#### [Work instruction]
The answer is every line of the records that holds the word "document", copied in full.

#### [Dataset entries]
PR #91, opened 2016-09-26
Votes for comments

### LINKED ISSUE #83: Reference comments should be ordered by vote count.

wsf246:
**Problem:** Comments have no votes and are sorted purely on time of creation

**Solution:**  Adds votes for comments and sorts comments by votes.  Also includes some styling 

**Complications:**  Does not fully support comments on papers index

closes #83


wsf246:
closes #83

wsf246:
Hey if this LGTM, I'll work on resolving the conflicts.

app/controllers/comments_controller.rb
```diff
@@ -31,7 +31,7 @@ def update
         format.html { redirect_to :back, notice: 'Comment was successfully updated.' }
         format.json { render :show, status: :ok, location: @comment }
       else
-        format.html { render :edit }
+        format.html { render :back }
```
briankung: What does `render :back` do?

app/models/comment.rb
```diff
@@ -2,5 +2,8 @@ class Comment < ApplicationRecord
   belongs_to :user
   belongs_to :commentable, polymorphic: true
 
-  has_closure_tree
+  has_closure_tree order: 'sort_order'
+  acts_as_votable
+
+  validates :content, presence: true
```
briankung, line 8: Nice - should definitely have this

briankung:
Definitely work on resolving the conflicts. I'm still reviewing.

app/helpers/comments_helper.rb
```diff
@@ -1,6 +1,6 @@
 module CommentsHelper
   def comments_tree_for(comments)
-    comments.map do |comment, nested_comments|
+    comments.sort_by{ |k,v| v[:cached_vote_up] }.map do |comment, nested_comments|
```
briankung: Just making sure you're aware that this will only sort the top level comments.

app/views/papers/_index.html.erb
```diff
@@ -52,8 +52,13 @@
         <% end %>
       </small>
       <ul class="nav nav-pills" role="tablist">
+        <% comments_count = paper_reference ? paper_reference.comments.map {|c| c.self_and_descendants.length}.inject(0, :+).to_s : paper.references.map { |r| r.comments.map {|c| c.self_and_descendants.length}.inject(0, :+)}.inject(0, :+).to_s %>
```
briankung: This...is way too long

briankung: RE: Switching based on `paper_reference`, but then providing an alternate: The only reason I switch based on paper reference is to change the display depending on whether it's a on a list or not. It's only a positive - that is, if `paper_reference` exists, I display things. If you display things anyway, you might as well just remove the check for `paper_reference`. `paper.references.map...` will work just as well for both cases.

app/views/comments/_comment.html.erb
```diff
@@ -4,11 +4,15 @@
...
-    <%= render 'comments/form', comment: comment.children.build, display_comment_field: false %>
-  <% end %>
+  <ul>
+    <li><%= render 'votes/toggle_like', votable: comment %></li>
+    <% if current_user %>
+      <li><%= link_to 'edit', edit_comment_path(comment), class: "btn btn-link btn-xs" %></li>
+      <li><%= link_to 'reply', "#", class: 'toggle-reply btn btn-link btn-xs', 'data-toggle-hide-id' => comment.id %></li>
+      <li><%= link_to 'delete', comment_path(comment), class: "btn btn-link btn-xs", method: :delete %><li>
+    <% end %>
+  </ul>
```
briankung, line 14: As much as I dislike adding HTML, I have to admit this looks and works fine.

app/views/papers/_index.html.erb
briankung: ^ We do have to fix that, though - we should not be checking for paper_references in the first place.

briankung:
``` ruby
paper.references.map { |r| r.comments.map {|c| c.self_and_descendants.length}.inject(0, :+)}.inject(0, :+).to_s
```

Why are you doubling up on the injects?

briankung: This is a really db intensive operation. Is there any other way we can do this?

app/views/papers/_index.html.erb
```diff
@@ -52,8 +52,13 @@
...
         <% %i{abstract details comments}.each do |tab| %>
-          <li><%= link_to tab.capitalize, '', "data-detail-id" => "#{tab}-#{index}", class: "small paper-detail-tab" %></li>
+          <% if tab == :comments %>
+            <li><%= link_to tab.capitalize.to_s + "(" + comments_count + ")", '', "data-detail-id" => "#{tab}-#{index}", class: "small paper-detail-tab" %></li>
```
briankung: In the future, please try to avoid string concatenation with `:+`. Mostly because I think it's ugly.

app/views/papers/_index.html.erb
```diff
@@ -52,8 +52,13 @@
...
+          <% else %>
+            <li><%= link_to tab.capitalize, '', "data-detail-id" => "#{tab}-#{index}", class: "small paper-detail-tab" %></li>
+          <% end %>
```
briankung: Avoid writing additional code where possible. It's also kind of redundant in the most complicated part of the line. Instead of:

``` erb
<% if tab == :comments %>
  <li><%= link_to tab.capitalize.to_s + "(" + comments_count + ")", '', "data-detail-id" => "#{tab}-#{index}", class: "small paper-detail-tab" %></li>
<% else %>
  <li><%= link_to tab.capitalize, '', "data-detail-id" => "#{tab}-#{index}", class: "small paper-detail-tab" %></li>
<% end %>
```

You could do something like:

``` erb
<% 
  tab_link_text = tab.capitalize
  tab_link_text += " (#{comment_count})" if tab == :comment
%>
<li><%= link_to tab_link_text, '', "data-detail-id" => "#{tab}-#{index}", class: "small paper-detail-tab" %></li>
```

app/views/votes/_toggle_like.html.erb
```diff
@@ -3,8 +3,15 @@
   liked = user_signed_in? && current_user.voted_for?(votable)
 %>
 
-<%= form_tag vote_path, method: (liked ? :delete : :post) do %>
+<%= form_tag vote_path, method: (liked ? :delete : :post), class: "like-form" do %>
```
briankung, line 6: I was thinking about doing the opposite of adding HTML classes like these, actually. I don't think we should be naming them after their backend models, but their frontend functionality. That way we could reuse them across more views.

That said, I don't care much about this at the moment to force a change.

app/views/votes/_toggle_like.html.erb
```diff
@@ -3,8 +3,15 @@
...
   <%= text_field_tag 'type', votable.class.to_s.downcase, hidden: true %>
-  <%= submit_tag '👍 ' + votable.get_likes.size.to_s, class: "btn btn-default btn-sm pull-left #{"active" if liked}" %>
+  <% if votable.class.to_s == "Comment" %>
+    <%= button_tag(type: 'submit', class: "btn btn-link btn-xs #{"inactive" unless liked}") do %>
+      <%= votable.get_likes.size.to_s %>
+      <span class="glyphicon glyphicon-triangle-top"></span>
+    <% end %>
+  <% else %>
+    <%= submit_tag '👍 ' + votable.get_likes.size.to_s, class: "btn pull-left btn-default btn-sm #{"active" if liked}" %>
+  <% end %>
```
briankung: We should not be switching this based on the votable class. That is an antipattern: https://sourcemaking.com/refactoring/replace-conditional-with-polymorphism

Since this seems to be purely a style difference, please see if you can find a way to display a different glyph using CSS.

app/controllers/comments/votes_controller.rb
```diff
@@ -0,0 +1,41 @@
...
+
+  def destroy
+    current_user.unlike @comment
+    if @comment.parent_id
+      closest_comment_by_votes = @comment.siblings.min_by {|c| (c.cached_votes_up - @comment.cached_votes_up).abs }
+      if @comment.cached_votes_up >= closest_comment_by_votes.cached_votes_up
+        closest_comment_by_votes.prepend_sibling(@comment)
+      else
+        closest_comment_by_votes.append_sibling(@comment)
+      end
```
briankung: Aren't these two blocks the same? You could capture this in a method so you have one definitive source of knowledge for prepending/appending comments based on votes.

app/controllers/comments/votes_controller.rb
```diff
@@ -0,0 +1,41 @@
+class Comments::VotesController < ApplicationController
+  before_action :ensure_current_user
+  before_action :set_comment
+
+  def create
+    current_user.likes @comment
+    if @comment.parent_id
+      closest_comment_by_votes = @comment.siblings.min_by {|c| (c.cached_votes_up - @comment.cached_votes_up).abs }
+      if @comment.cached_votes_up >= closest_comment_by_votes.cached_votes_up
```
briankung: Won't this make it so that it will be ordered by vote, and then newest first, since you're prepending the new comment to comments with similar vote scores?

briankung (changes requested):
Try to write less code, more simply and readably. Especially check yourself when you're writing HTML to change the visual style of an element, which you seem to do quite often. Make sure there isn't a CSS solution for it first.

Also, as uncomfortable as I am with the comment ordering, I do think it might be the best solution we have unless `closure_tree` adds more functionality.

app/views/papers/_index.html.erb
briankung: I misinterpreted this, btw, the `paper_reference` and `paper.references` do different things. My bad

briankung: The cleanest I was able to get this was:

`paper.references.inject(0) { |total, r| total += r.comments.inject(0) {|memo,c| memo += c.self_and_descendants.length}}`

briankung: We could also count the `.comment` divs with JS. Or somehow get the rendered partial to count it. I'm looking into the latter now.

app/controllers/comments_controller.rb
wsf246: I think it was supposed to be redirect_to :back

app/helpers/comments_helper.rb
wsf246: I don't think i need this so I'm removing it.

wsf246: good catch

app/assets/javascripts/comments.js
```diff
@@ -3,4 +3,12 @@ $(document).ready(function() {
...
     $(e.target).parents("ul").next('.comment-reply').toggleClass('hidden');
   });
-});
\ No newline at end of file
+});
+
+
+$(document).ready(function() {
+    $( '[data-detail-id^=comments-]' ).each(function(index) {
+      var comments = $( '#comments-'+index ).find(".comment").length;
```
briankung: This variable should probably communicate the idea of "number of comments" instead of just "comments"

app/views/votes/_toggle_like.html.erb
wsf246: I agree with this, I think we'll have better visibility on this when we make changes based on react

app/views/votes/_toggle_like.html.erb
wsf246: not sure I know the best way to solve this, let's talk about it

briankung: Neither do I, but it's probably something like this https://stackoverflow.com/questions/22261048/using-glyphicon-as-background-image-in-css-rails-4-bootstrap-3

briankung: The answer is kind of garbage, though

briankung: This is kind of better, and along the same lines: https://stackoverflow.com/questions/14238905/using-twitter-bootstrap-glyphicons-in-css

briankung: Before and after psuedo selectors: 

https://developer.mozilla.org/en-US/docs/Web/CSS/::before

https://css-tricks.com/almanac/selectors/a/after-and-before/

briankung:
That glyphicon CSS is so cool

app/controllers/comments/votes_controller.rb
wsf246: I think this is how it works for all the comments under the top comment class.  It will essentially keep sort by votes and then last updated which includes voting activity.  I'm not sure we can do to incorporate more in the sort order than that unless we get more obtrusive with like a "sort order score".  Let me know if you can think of different way though.

briankung: Just have it append if it's equal

wsf246:
The prepend is for the case for when it latches onto something that is
smaller for an upvote.  So 2 comments with a vote each, when you upvote
one, it will need to prepend the other in the sort order to go to the top.

briankung:
I understand that. If they're the same vote level and you APpend it,
though, then the newer comments with the same vote score will be on the
bottom.

Right?

wsf246:
It sorta does that.  If there's multiple comments with the same votes, it'll append it to the one at the top, which is a little weird.  I don't really care whichever way so long as the primary vote order is correct.

app/controllers/comments/votes_controller.rb
```diff
@@ -0,0 +1,42 @@
...
+
+    def insert_comment comment
+      if comment.parent_id
+        closest_comment_by_votes = comment.siblings.min_by {|c| (c.cached_votes_up - comment.cached_votes_up).abs }
+        if comment.cached_votes_up > closest_comment_by_votes.cached_votes_up
+          closest_comment_by_votes.prepend_sibling(comment)
+        elsif comment.cached_votes_up == closest_comment_by_votes.cached_votes_up
+          newest_similar_comment = comment.siblings.where(
+            cached_votes_up: closest_comment_by_votes.cached_votes_up).order(updated_at: :asc).last
+          newest_similar_comment.append_sibling(comment)
```
briankung: Woops, I was trying to push to a new branch to submit a PR and git wasn't having it.

```
briankung:projectcredo (votesForComments)$ gp -u origin appendCommentSort
error: src refspec appendCommentSort does not match any.
error: failed to push some refs to 'git@github.com:briankung/projectcredo.git'
Counting objects: 12, done.
Delta compression using up to 4 threads.
Compressing objects: 100% (10/10), done.
Writing objects: 100% (12/12), 1.12 KiB | 0 bytes/s, done.
Total 12 (delta 8), reused 0 (delta 0)
remote: Resolving deltas: 100% (8/8), completed with 4 local objects.
To github.com:briankung/projectcredo.git
   ff4fd3b..c178d76  votesForComments -> votesForComments
Branch votesForComments set up to track remote branch votesForComments from origin.
```

briankung (approved):

app/views/papers/_index.html.erb
wsf246: this is what we were doing before #114

briankung:
Yeah, that's probably better. Especially now that we can count on the
reference being there. Quick note, you can use inject(&:+) instead of
giving it a starting value of 0.

I'm on my phone, but it'd probably be like this:

`comments_count = reference.comments.map {|c|
c.self_and_descendants.length}.inject(&:+)`

Should do the trick.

#### [Answer]
@@ -3,4 +3,12 @@ $(document).ready(function() {
+$(document).ready(function() {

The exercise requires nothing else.